Mr Tayley said he was keen to continue support for the Community Justice Group Program in Cape York, which operates in over 40 communities across Queensland. 

"Something that is really working for us is the Community Justice Group," he said. 

"They're getting funding in regards to doing social programs in our communities."

The program, run by local Aboriginal and Torres Strait Islander people in various communities, assists people with issues from working cooperatively with magistrates, police, corrective services personnel and staff from other government agencies and community organisations.

Affordable housing in the Torres Strait Islands 

Independent candidate, Aboriginal and Torres Strait Islander woman, Yodie Batzke, told NITV News that she was serious about addressing the housing crisis in the Torres Strait.

"We have an issue in the Torres Strait, where the state government is driving the land market and that is something that I am really, really passionate about addressing," said Ms Batzke. 

"I can't see any political party wanting to address that because they are the perpetrators that are driving the demand and supply of land value on Thursday Island itself.

"I know that there has been a cry and a call for many, many years for greater autonomy in the Torres Strait, and that is a subject that's come up again amongst homeland Torres Strait Islanders.

"Current political parties, whether it be Labor or Liberal or any other party, at the moment it's very hard for them to even enter into any meaningful discussions about greater autonomy, so as an Independent, I firmly believe that it's time to progress that even further."

Ms Batzke, who ran as a federal senate candidate for Clive Palmer's United Australia Party in 2019, said her policies were also based around "health, water security and infrastructure."

"My main area of focus is how current state government legislations are affecting economic development with our agriculture and livestock industry." 

Ms Batzke said she also wants "birthing units" implemented into two of Cape York's main rural hospitals at Mareeba and Mossman. 

"Other issues such as health issues, it's imperative that both our Mareeba and Mossman hospitals current clinical care be elevated from a level three to a level four here in Mareeba, and in Mossman, from a level two to a level three."

Retaining her seat  

The incumbent Labor MP, Iamalaig woman, Cynthia Lui has promised to build stronger communities across Cape York, while acknowledging the coronavirus pandemic is still a serious threat to be dealt with.  

In a debate live-streamed by the Cairns Post, Ms Lui went head-to-head with five of her rivals on the issues and concerns of that are most prevalent in Cook. 

"Right now, I am fighting for the Cook electorate because I think we've got a much bigger risk at hand here, and that is the global pandemic and I don't think we should move away from that," said Ms Lui. 

Other issues that were discussed included Indigenous affairs, agricultural spending, water security, the environment and one of the bog driver's for this year's election in Far North Queensland, youth crime. 

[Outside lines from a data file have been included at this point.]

PR #828, opened 2020-08-27
Reduce staging desired task count to 1

jamieparkinson:
afaict we don't want/need 3 instances of the staging API (?)


jamesgorrie (approved):

alexwlchan:
Is the catalogue API backed by API Gateway?

I don't have a reference to hand (this is documented, but finding it is beyond me at this instant) – Amazon recommends you run at least as many tasks as there are available zones within your region.

Sending a request to an API GW that has to cross the AZ boundary suffers from horrific latency. The eu-west-1 region has three AZs, so we run three instances.

jamieparkinson:
It is backed by API gateway but as this isn't for production traffic I am not so bothered about the AZ latency / replication - there are still 3 for the production API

"We've announced a five-point plan back in March, and the whole idea is to engage those vulnerable youth who are out there committing crime and to get them back on track," she said. 

"I'm a firm believer in providing support through intervention, but we need to look at this problem from a holistic perspective, and that is that we also need to work with families and we also need to work with the environment that they're in.

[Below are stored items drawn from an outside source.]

PR #833, opened 2020-08-28
Adding analysis sub pages

taceybadgerbrook:
less than 3 words; 3+ words; subsequent analysis


docs/search/query-design/README.md
```diff
@@ -60,16 +60,16 @@ Searches containing more than one token are matched to fields as phrases represe
...
 
 
-### Stripping
+# Stripping
 
 To control for variation in punctuation in queries (eg “gray's anatomy,” vs “grays anatomy”), all punctuation is removed before matching.
 
 
-### Shingling
+# Shingling
```
jamesgorrie, line 73: We've left these as `h3`s as that's semantically correct. There is the document heading (`h1`), then the section heading (`h2`) and then these as subsections (`h3`) - could we leave them as such?

docs/search/query-development-guide.md
```diff
@@ -0,0 +1,186 @@
+Hypotheses of user expectations and search behaviour are validated by analysis.  Once validated, different query tools are deployed and tested in order to meet these expectations.
```
jamesgorrie, line 1:
```suggestion
# Query development guide

Hypotheses of user expectations and search behaviour are validated by analysis.  Once validated, different query tools are deployed and tested in order to meet these expectations.  
```

docs/search/query-development-guide.md
```diff
@@ -0,0 +1,186 @@
+Hypotheses of user expectations and search behaviour are validated by analysis.  Once validated, different query tools are deployed and tested in order to meet these expectations.  
+
+In cases where links to analysis or relevance testing are missing, this work is either pending or redundant. In cases where links to query tools are missing, this query type is served by the tools used for Concepts, subjects.
```
jamesgorrie, line 3: > In cases where links to query tools are missing, this query type is served by the tools used for Concepts, subjects.

Is this suggesting that we aren't using query tools for concepts?

docs/search/query-development-guide.md
```diff
@@ -0,0 +1,186 @@
...
+
+
+# [Concepts, subjects](https://docs.wellcomecollection.org/catalogue/search/hypotheses/concepts-subjects.md)
+
+### Analysis conducted
+[Less than 3-word searches](https://docs.wellcomecollection.org/catalogue/search/analysis/less-than-3-word-searches.md)
+
+[Searches with 3 words or more](https://docs.wellcomecollection.org/catalogue/search/analysis/summary-3-plus-word-searches.md)
+
+### Query tools used
```
jamesgorrie, line 13: I'm not sure query tools is the write phraseology here. I would consider Elasticsearch to be a tool, or Kibana. These are parts of [Elasticsearche's DSL](https://www.elastic.co/guide/en/elasticsearch/reference/current/query-dsl.html).

jamesgorrie: I'm also a little confused as to what we mean that we used these tools for the analysis?

jamesgorrie (commented):
I am unclear on what the query development guide document is outlining or informing a reader about?

It feels like we might have some crossed wires around the query design and how we have and plan on developing it.

docs/search/query-design/README.md
taceybadgerbrook: The headings are all supposed to be the same level. Making the bottom ones into h3 makes it look like they are variants of the preceding h1.

docs/search/query-development-guide.md
taceybadgerbrook: The tools used for Concepts, subjects are the default generic tool set. Any hypotheses without query tools listed use the default, ie Concepts, subjects. Maybe it's just easier if I copy and paste the tools for each section.

docs/search/query-design/README.md
jamesgorrie: # Query design (h1) 

## Term (h2)

My bad, shouldn't be `h3`, but definitely `h2`, as should the other terms as `h1` is the title of the document.

harrisonpim: Keeping them all at the same level makes sense to me, but james definitely has a point about them being `h1`s. Could you add an `h1` title for the whole page and make each section into an `h2` or `h3`?

docs/search/query-development-guide.md
jamesgorrie: > default generic tool set

I'm not sure I know what that is?

docs/search/query-development-guide.md
taceybadgerbrook: I agree that between "search," "query" and ways queries are built, the vocabulary space is getting a little congested.  I think referring to Bool boosting as a DSL or AST query is going to make this even more confusing.

The idea was to present what goes on under the hood as a combination of different search strategies depending on user search input. What do you think of changing this from "query tool," to "search tool," or "search strategy?" 

There are 2 different sections: Analysis conducted and Query tools used. Analysis conducted is about how we used data analysis to validate the hypotheses (eg do users search for contributors?)  Query tools used is about the combinations of tools used to serve up the best results.

taceybadgerbrook:
The guide is for non-developers and external users to see how we've created search without going into too much implementation detail. It outlines how we start with hypotheses, validate them with analysis, build queries and then test them.

The guide is intended to be flexible. If we decide to use a new DSL or AST expression, this can be added to the Query design glossary and a link added to the guide.

docs/search/query-design/README.md
taceybadgerbrook: h2 works for me. As long as they are headings of some description and the links in the guide will need to match.

docs/search/query-development-guide.md
taceybadgerbrook: Right now, Contributors and Titles have special query configurations which are more involved than queries that are Concept, subjects.  For this reason, I'm saying the query for Concepts, subjects is the generic/default tool set because it's the one that returns the results if there are no matches for Contributor or Title fields.

Leave it with me. I'll drop the bit about cases where query tools are missing and instead paste in the same combo as for Concepts, subjects.

docs/search/query-development-guide.md
harrisonpim: of those options, "search strategy" is the least confusing to me

harrisonpim: Personally, I don't think i'd find this kind of 'field-first' guide very helpful if I were trying to understand how our queries have developed. 

We're trying to develop new queries by focusing on user intentions first, not fields. Because so many of the individual analyses/tests we've done touch multiple fields, the shift in perspective for this document results in loads of repeated links.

"We need to look at the core of the problem and that is the environment in which they live so it's their homes, it's the communities they come from. I believe we will start seeing changes in the environment."

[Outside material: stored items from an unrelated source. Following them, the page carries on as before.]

PR #837, opened 2020-09-03
Relation embedder core logic

warrd:
## Issue

https://github.com/wellcomecollection/platform/issues/4672

## Description

Includes the main logic for the relation embedder:

* Given some work at the input, query for all works in the tree that will require denormalisation
* In turn fetch each work from the store, and query for their relations
* Add the relation data to the works and store them in the output index

NOTE: model changes to `Work` are required for this with have not yet been made, so there is no tests yet for the `RelationEmbedderWorkerService`

### DIFF
--- a/common/internal_model/src/main/scala/uk/ac/wellcome/models/work/internal/RelatedWorks.scala
+++ b/common/internal_model/src/main/scala/uk/ac/wellcome/models/work/internal/RelatedWorks.scala
@@ -1,5 +1,8 @@
 package uk.ac.wellcome.models.work.internal
 
+import scala.util.Try
+import scala.annotation.tailrec
+
 /** Holds relations for a particular work. This is a recursive data structure,
   * so related works can in turn hold their relations. An Option[List[_]] is
   * used to represent cases both where the work has no relations and where the
@@ -15,6 +18,11 @@ case class RelatedWorks(
   partOf: Option[List[RelatedWork]] = None,
   precededBy: Option[List[RelatedWork]] = None,
   succeededBy: Option[List[RelatedWork]] = None,
+)
+
+case class RelatedWork(
+  work: IdentifiedWork,
+  relatedWorks: RelatedWorks
 )
 
 object RelatedWorks {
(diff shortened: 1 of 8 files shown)


common/internal_model/src/main/scala/uk/ac/wellcome/models/work/internal/RelatedWorks.scala
```diff
@@ -42,12 +50,110 @@ object RelatedWorks {
...
-  work: IdentifiedWork,
-  relatedWorks: RelatedWorks
-)
+  type TokenizedPath = List[PathToken]
+  type PathToken = List[PathTokenPart]
+  type PathTokenPart = Either[Int, String]
+
+  /** Creates RelatedWorks from unnested and unsorted data.
+    *
+    * @param path Children of the work
```
jamesgorrie, line 60: Is `path` `Children of the work`?

warrd: Ooops yep

common/internal_model/src/main/scala/uk/ac/wellcome/models/work/internal/RelatedWorks.scala
```diff
@@ -42,12 +50,110 @@ object RelatedWorks {
...
+          case Some(workPath) =>
+            tokenizedPathOrdering.compare(mainPath, workPath) >= 0
+        }
+    }
+    val parent = ancestors.sortBy(tokenizePath) match {
+      case head :: tail =>
+        Some(
+          tail.foldLeft(RelatedWork(head, RelatedWorks(partOf = Some(Nil)))) {
+            case (relatedWork, work) =>
+              RelatedWork(work, RelatedWorks.partOf(relatedWork))
```
jamesgorrie, line 83: Would this create a `parent` that doesn't have it's `siblings` nor `children`?

warrd: This is what has been requested from the API: `partOf` is nested but nothing else.

warrd: Yep that's right.  This is what has been requested from the API: `partOf` is nested but nothing else.

jamesgorrie: Ah, perfect, so you can traverse up, but then not down another path etc... thanks for clarifying.

pipeline/relation_embedder/src/test/scala/uk/ac/wellcome/relation_embedder/RelatedWorksServiceTest.scala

In 2017, Labor received 40.1 per cent of the vote, followed by One Nation on 18.4 per cent and the Liberal National Party with 17.8 per cent.

This year, a similar result has been predicted, with the electorate of Cook traditionally being a Labor seat. 

Other candidates included in this year's election include the LNP's Nipper Brown, One Nation's Brett Neal, The Greens Deby Ruddell and Clive Palmer's UAP candidate, Stephen Goulmy.